Mary Mallon was a 37-year-old Irish-born cook in 1906, working for the wealthy Warren family in Oyster Bay on Long Island, when six of the eleven people in the house contracted typhoid fever within two weeks. The Warrens hired the sanitary engineer George Soper to investigate. Soper went through Mallon's job history. At every household she had cooked for since her arrival in the United States — the Mallon family in Mamaroneck, the Drayton home, the Thompson household, the Warrens — there had been an outbreak of typhoid shortly afterward. He traced 22 distinct cases of typhoid to Mallon by the time he confronted her at the Warrens' home in 1906, demanding samples of her stool, urine, and blood. "She seized a carving fork," Soper later wrote, "and advanced in my direction."

The theoretical possibility of an asymptomatic carrier — somebody continuously shedding Salmonella Typhi without ever feeling ill — was not yet established medical practice. New York health officials physically restrained Mallon in March 1907 with the help of police and Dr. Sara Josephine Baker, who reportedly sat on Mallon's chest in the ambulance. They confined her in a small cottage on North Brother Island in the East River. Tests confirmed the carriage; her gallbladder was thought to be the reservoir. She refused surgery to remove it.

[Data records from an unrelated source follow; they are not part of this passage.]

PR #566, opened 2021-09-03
correct names of integrators in example code lines

rcdorsey:
Mis-matching integrator names between C and Python code examples, as well as incorrect integrator names in the code under the different integrator subsections


hannorein:
Good catch! Much appreciated!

She was released in 1910 on the condition that she never cook again, and immediately took a kitchen job under the alias Mary Brown. Five years later an outbreak of typhoid at Sloane Hospital for Women was traced to her. She was returned to North Brother Island in 1915 and stayed there until her death in 1938. By then over 400 asymptomatic typhoid carriers had been identified in the United States. None of the others were detained for more than a few months.